(Data for processing)

PR #423, opened 2026-09-02
ci: run the test suite on every push and PR

snehithareddy28:
## What & why

The repo ships **107 `node:test` files — 834 tests** documenting real fixed bugs (hive routing, the circuit breaker, Windows cmd-shims, Arabic/RTL, the updater) — but CI never executes them. The effective merge gate today is `tsc --noEmit` plus the release-link check, so a change can silently re-break any tested behaviour and still merge.

This adds one `npm run test:focused` step to the existing Typecheck job, which already does the `npm ci` the tests need. On a fresh checkout of `main` the suite passes **834/834 in about ten seconds locally and about twenty-five on the runner** — a real regression gate for well under a minute of CI, with no second `npm ci`, no new runner and no matrix change.

Rebased onto current `main` (`6248293a`); `ci.yml` has not moved since this was opened, so it still applies cleanly.

## Type of change

- [ ] Bug fix
- [ ] New feature
- [ ] Refactor / cleanup
- [ ] Docs
- [x] Build / CI

### Before

Today's CI on main (6248293a): the Typecheck job runs tsc and the release-link check and nothing else — the step list goes straight from "Typecheck (node + web)" to "Release links consistent", so not one of the 834 tests runs

### After

This PR's own CI run: the new Test step passes on the runner in 27s and ends 1..834 / tests 834 / pass 834 / fail 0

The **after** image is this pull request's own Typecheck job, so the evidence is the change running against today's `main` rather than a reconstruction.

---

Notes for review:

- The step sits between Typecheck and the release-link check inside the existing job: no second `npm ci`, no new runner, no matrix change.
- Verified just now against `6248293a`: pristine `main` passes 834/834, and `main` with my three open fixes (#495, #496, #503) merged together passes 852/852 — so turning this on does not turn `main` red, today or once those land.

(End Data for processing)

→ **Exercise prompt**: Print exactly the lines of the listing above starting at the line containing "## What & why" and ending at the line containing "- [ ] Bug fix", both included.

→ **Solution**:
## What & why

The repo ships **107 `node:test` files — 834 tests** documenting real fixed bugs (hive routing, the circuit breaker, Windows cmd-shims, Arabic/RTL, the updater) — but CI never executes them. The effective merge gate today is `tsc --noEmit` plus the release-link check, so a change can silently re-break any tested behaviour and still merge.

This adds one `npm run test:focused` step to the existing Typecheck job, which already does the `npm ci` the tests need. On a fresh checkout of `main` the suite passes **834/834 in about ten seconds locally and about twenty-five on the runner** — a real regression gate for well under a minute of CI, with no second `npm ci`, no new runner and no matrix change.

Rebased onto current `main` (`6248293a`); `ci.yml` has not moved since this was opened, so it still applies cleanly.

## Type of change

- [ ] Bug fix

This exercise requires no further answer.